Today the result will be announced on the Labour leadership contest. Five contenders for the Labour Party leadership, the party of the working class, and 3 went to Oxford and 2 to Cambridge.

I agree Barbara Havers aka Sharon Small made that TV series and it is sad there will be no more.

2:37 AM  
Anonymous kathy d. said...

Yes, sad, no more Inspector Lynley/Barbara Haver series...I agree.

In the U.S., there are, of course, class divisions, but no royalty in titles and so forth, but certainly multi-millionaire dynasties, many of which contain politicians and influence-peddlars. And it is, as Robert Reich has said, very hard for people to have upward class mobility.

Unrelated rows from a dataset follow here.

PR #4089, opened 2023-08-11
fix: Run eslint without third-party action

taratatach:
The third-party `eslint` action we were using has changed its API
making it very hard for us to check files from folders outside the
`scripts` folder.

Since it's pretty easy to run `eslint`, we'll stop using the action
altogether.

### DIFF
--- a/.github/workflows/js-lint.yml
+++ b/.github/workflows/js-lint.yml
@@ -19,13 +19,9 @@ jobs:
       - uses: actions/setup-node@v3
         with:
           node-version: 16
-      - name: Yarn install 
+      - name: Yarn install
         run: |
           cd ./scripts
           yarn install
-      - uses: sibiraj-s/action-eslint@v3
-        with:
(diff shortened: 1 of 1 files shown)


.github/workflows/js-lint.yml
```diff
@@ -19,13 +19,9 @@ jobs:
...
           cd ./scripts
           yarn install
-      - uses: sibiraj-s/action-eslint@v3
-        with:
-          eslint-args: '--config scripts/eslintrc.json --ignore-path=.gitignore --quiet'
-          extensions: 'js,jsx,ts,tsx'
-          bin-path: 'scripts/node_modules/eslint/bin'
-          annotations: true
+      - name: Run eslint
+        run: ./scripts/node_modules/.bin/eslint --config scripts/eslintrc.json --ignore-path=.gitignore --quiet
```
nono, line 27: I think you can use `make jslint`. It was what was used before: https://github.com/cozy/cozy-stack/pull/3810/commits/9b2d18f54cf27bd7243519b5966140fdb00201b6

PR #4101, opened 2023-08-22
Make the error for invalid/expired MetadataID more specific

nono:


Crash--:
Can we add a small hint here https://docs.cozy.io/en/cozy-stack/files/#post-filesuploadmetadata to say that the metadata will only have a 10 min lifetime ? 

Can we update also here https://docs.cozy.io/en/cozy-stack/files/#status-codes_2 to list the 422? and also here https://docs.cozy.io/en/cozy-stack/files/#post-filesdir-id ?

zatteo:
Works like a charm thanks!

PR #4102, opened 2023-08-22
Add support of task list and decision list for notes

nono:


model/note/markdown.go
```diff
@@ -36,11 +36,30 @@ func markdownSerializer(images []*Image) *markdown.Serializer {
...
+		"taskList": func(state *markdown.SerializerState, node, _parent *model.Node, _index int) {
+			state.RenderList(node, "  ", func(_ int) string { return "- " })
+		},
+		"taskItem": func(state *markdown.SerializerState, node, _parent *model.Node, _index int) {
+			if node.Attrs["state"] == "DONE" {
+				state.Write("[X] ")
+			} else {
+				state.Write("[ ] ")
+			}
+			state.RenderContent(node)
```
Crash--, line 56: It was for that!! I forgot to call `RenderContent` when I was trying to do that: 
```
"taskItem": func(state *markdown.SerializerState, node, _parent *model.Node, _index int) {
			var cross = " "
			value, _ := node.Attrs["state"].(string)
			if (value) == "DONE" {
				cross = "X"
			}
			state.Write(fmt.Sprintf("[%s]", cross))
			//state.Text(node.TextContent(), false)
		},
```

Is there a simple rule to know if we should call `RenderContent()` or `Text()`? 

`RenderInline` or `RenderList` seems to speak for themselves

model/note/note_test.go
```diff
@@ -46,7 +58,15 @@ hello world
...
-- baz`
+- baz
+
+This is a decision
+
+and another decision
+
+- A todo task
+
+- a done task`
```
Crash--, line 69: Where do we need this `Text` stuff where we have a markdown as input?

Crash-- (commented):
Nice! Well done

model/note/markdown.go
nono: If the thing that you want to render can have links or bold text, you should call `RenderContent()`, but if it is expected to be a raw text with no decoration (like in a block of code), you should call `Text()`.

model/note/note_test.go
nono: We don't. We want to test the `Text` output of a note, and it is too painful to create a note with its prosemirror tree manually to do that, so we import a markdown as a way to bootstrap a prosemirror tree in this test.

Crash--: And where do we need this `Text` output of a note? I'm asking in order to understand to not forget to update the test if I try to add a few plugins later.

nono: For the `MesPapiers` app, to copy the text of the notes and allow to paste it somewhere else

taratatach: I don't understand why we strip the `✍` character and `[ ]` or `[x]` strings in the text version.
These are perfectly understandable in their text form and removing them, especially the checkboxes, removes important information.

taratatach (commented):
No need to add a custom struct for `TaskList` nodes? Will we handle the state of sub-tasks correctly without it?

model/note/note_test.go
nono: The requirement is to remove all markup. The only exception is `-` for lists.

nono:
> No need to add a custom struct for TaskList nodes?

I really wanted to use the same format as GitHub Flavored Markdown for that (aka `- [ ]`). The markdown parser library we use can interpret that as a list of items, and inside the items, there is a checkbox. It would be really hard to implement a custom parser for task lists that doesn't mess the parsing of classical lists. So, it's parsed as a list of items, and it's when we transform the AST to Prosemirror tree that we do extra work to detect if it is a task list.

> Will we handle the state of sub-tasks correctly without it?

Yes, we are using the fact that the checkbox is checked or not for that.

model/note/note_test.go
taratatach: Ah OK.

taratatach (approved):

PR #4118, opened 2023-09-11
Fix a path inconsistency

nono:
When a conflict happens for two directories with the same path, one directory is renamed. Its path wasn't updated with the new name in this case.


taratatach (approved):
This crucial function would benefit from some tests (and this issue might have been caught earlier).

Issue #1503, opened 2018-06-26
Enable support for batch in Json format in WebApi V7


biaol-odata:
*ODL 7.4.4+ supports [batch in Json format](http://docs.oasis-open.org/odata/odata-json-format/v4.01/csprd04/odata-json-format-v4.01-csprd04.html#_Toc499716905), and it needs to be enabled in WebApi layer.*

Anyway, if anyone can suggest a Val McDermid book without a lot of graphic violence or a serial killer, please suggest away.

1:34 AM  
Blogger Maxine Clarke said...

The best Val McDermid to read, Kathy and Norman, is one of her "normal" ones, eg The Grave Tattoo, a standalone about the Lake District (a good solid crime novel), or The Darker Domain, reflecting on the long lasting impact of the 1980s miners' strike in Britain (but a good mystery, too).

12:54 AM  
Blogger Uriah Robinson said...

Thanks Maxine. We are still feeling the impact of the miner's strike, as our young people aspire to jobs in the media, law and politics while shunning industry and science.

1:42 AM  
Anonymous kathy d. said...

Thank you Maxine, for these two suggestions. Had thought of "A Darker Domain," due to the miners' strike theme, but not of "The Grave Tattoo," which I'll put on the TBR list.

11:45 PM  
Blogger Unknown said...

I love Val's books - loved the wire in the blood series - but this book was a complete disppointment.

Not up to her usual standard.

11:02 PM  
Blogger Uriah Robinson said...

This was the first of Val's books that I had read, but I do have a signed copy of Fever of the Bone to read so I will be able to compare the two. Thanks for your comment Jennifer.

2:59 AM  
Blogger Unknown said...

I think the Tony Hill novels are superb, but was also disappointed by this one. I don't think the standard of writing is anything like as good, regardless of the subject matter. The story is extremely tame as well. I haven't gained any remarkable insights into lesbian lives either. It almost seems to me that this one was written years ago and revamped for publication now. I'm now planning to reread the Tony Hill ones to see if I'm right, and would encourage anyone to read them. Even though they are gruesome in parts they are so powerful that they stand up as some of the best novels of this type ever written.